Looking at the entries, how many lines hold the word "Adds"? State the number by itself.

(DATASET ENTRIES)

PR #66, opened 2023-05-07
[64] Adds create task synchronizer

steve1rm:
# Pull Request template

###  What does this PR solve?

- Adds the synchronizer for sending created task, reminders, and events that failed to create or update, i.e offline


data/src/main/java/me/androidbox/data/worker_manager/TaskCreateSynchronizerWorker.kt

(End DATASET ENTRIES)

### RESPONSE TO THIS TASK
2